CBN Can Improve Your Sleep, Mood, and Health - evo_9
https://www.psychologytoday.com/us/blog/sleep-newzzz/201903/how-cbn-can-improve-your-sleep-mood-and-health
======
anonzzz
I had a friend who was once a heavy Marijuana user. After smoking a couple of
times a day, everyday he stopped dreaming. As I understand, dreaming is
important for deep sleep. For some reason, which I am not sure has been really
studied, Marijuana affects sleep.
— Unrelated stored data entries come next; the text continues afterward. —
PR #61, opened 2023-05-17
Allow aliased or extended builtin imports in device modules

DiamondJoseph:
- Fixes #56
- e.g. a = dict
- e.g. from ophyd.utils import DisconnectedError

PR #62, opened 2023-05-18
Allow creating all devices when device instantiation(s) raise an exception

### LINKED ISSUE #58: Handle exceptions in make_all_devices
(As I understand it): dodal in Artemis/Hyperion lazily instantiates devices when plans that use the devices are required, so as to allow those plans to run regardless of the state of other devices on the beamline, and in this case if a device fails to instantiate the exception should be thrown.

make_all_devices is called by tests and when dodal is imported into Blueapi, which wants to know about all devices and register them to its context eagerly: in an analogous way, Blueapi would like to successfully start but not allow any devices that failed to be instantiated to be used as arguments for plans.

Tangentially related to but potentially opposed to desired behaviour of #3 (Presumably will call make_all_devices, but would be happy allowing an exception to be fatal in this case?)

DiamondJoseph:
Closes #58 but as an optional behaviour. Changes the behaviour of make_all_devices to not fail at the first exception, but to collect all exceptions from devices that failed to instantiate and raise an ExceptionBundle with them all (unless there is only 1 device, with no dependencies that fails to instantiate, then the raise is just delayed until all other devices are tried)

Requires #61 (to allow importing an Exception that is thrown by the device instantiation)

### DIFF
--- a/src/dodal/utils.py
+++ b/src/dodal/utils.py
@@ -58,6 +58,13 @@ BLUESKY_PROTOCOLS = [
 DeviceDict = Dict[str, HasName]
 
 
+class DependentDeviceInstantiationException(Exception):
+    """One or more exceptions was raised while instantiating devices this device depends on"""
+
+    def __init__(self, exceptions: Mapping[str, Exception]):
+        self.exceptions = exceptions
+
+
 @dataclass
 class ExceptionInformation:
     exception: Exception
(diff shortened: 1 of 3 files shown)


DominicOram:
@DiamondJoseph what is the state of this? Anything we can help with to get it merged?

PR #63, opened 2023-05-18
Adds some tolerance in the aperture/scatterguard code

### LINKED ISSUE #52: ApertureScatterguard should allow movement when sufficiently close in Z
Currently the ApertureScatterguard says it's not allowed to move when it is sufficiently close

DominicOram:
Fixes #52 

## To test:
* Confirm new tests are sensible and that they pass
* Run `test_i03_system` and confirm PVs still connect

### DIFF
--- a/tests/devices/unit_tests/test_aperture_scatterguard.py
+++ b/tests/devices/unit_tests/test_aperture_scatterguard.py
@@ -1,0 +1,52 @@
+from unittest.mock import MagicMock
+
+import pytest
+from ophyd.sim import make_fake_device
+from ophyd.status import Status, StatusBase
+
+from dodal.devices.aperturescatterguard import ApertureScatterguard, InvalidApertureMove
+
+
+@pytest.fixture
+def fake_aperture_scatterguard():
+    FakeApertureScatterguard = make_fake_device(ApertureScatterguard)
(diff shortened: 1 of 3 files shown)


tests/devices/unit_tests/test_aperture_scatterguard.py
```diff
@@ -0,0 +1,52 @@
...
+    fake_aperture_scatterguard: ApertureScatterguard,
+):
+    fake_aperture_scatterguard.aperture.z.motor_resolution.sim_put(0.001)
+    fake_aperture_scatterguard.aperture.z.user_setpoint.sim_put(1)
+    fake_aperture_scatterguard.aperture.z.motor_done_move.sim_put(1)
+
+    completed_status = Status()
+    completed_status.set_finished()
+
+    mock_set = MagicMock(return_value=Status(done=True, success=True))
```
olliesilvester, line 40: Nit: I think we can just use completed_status as the return value here
`mock_set = MagicMock(return_value=completed_status`)

olliesilvester (commented):
Two tiny suggestions but this looks good

tests/devices/unit_tests/test_aperture_scatterguard.py
DominicOram: Oops, my bad! I think the better solution is to not have `completed_status` at all, will do that

PR #66, opened 2023-05-22
make get beamline name return unchanged beamline

dperl-dls:


DominicOram (approved):
I think `i03` should still give you `s03` if you have no BEAMLINE, I have put this in

PR #68, opened 2023-05-23
Artemis 678 pydantic internal params

dperl-dls:
Makes some dataclasses into pydantic models to support easier serialisation of parameters in artemis


noemifrisina (approved):
System tests now okay

PR #70, opened 2023-05-24
reset values after tests so following pass

dperl-dls:
some dependence between tests in test_beam_converter means they are intermittently failing. test values are now reset at the end of the test responsible, although this is not a satisfying solution because `test_interpolate_beam_xy_from_det_distance` should not be reusing these anyway, but parametrize makes that difficult to debug and inspect


DominicOram (approved):
Looks good, I updated it to be a bit clearer what we're doing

While it might promote sleep, I wonder if it
promotes the kind of sleep that is most beneficial for our bodies. These days,
living in a legal state, Marijuana is often promoted for sleep. It might make
you sleep, but if your body never reachese the state needed for deep sleep, I
would hardly call it an effective sleep therapy drug.

Once my friend stopped using Marijuana (he had used regularly for 10 years)
his dreams suddenly became intense and overwhelming. This is a common
occurance among heavy cannabis smokers once they stop using. Marijuana is not
just THC, CBD or CBN but some combination of these chemicals and more.

I would be weary of CBN for sleep therapy. While it might promote sleep, does
it really promote the deep restful sleep that we are learning is extremely
important for good health, longevity and optimum functioning? We have much to
learn about Cannabis. Hopefully the changing laws and attitudes about cannabis
will enable scentists and researchers to better understand this drug.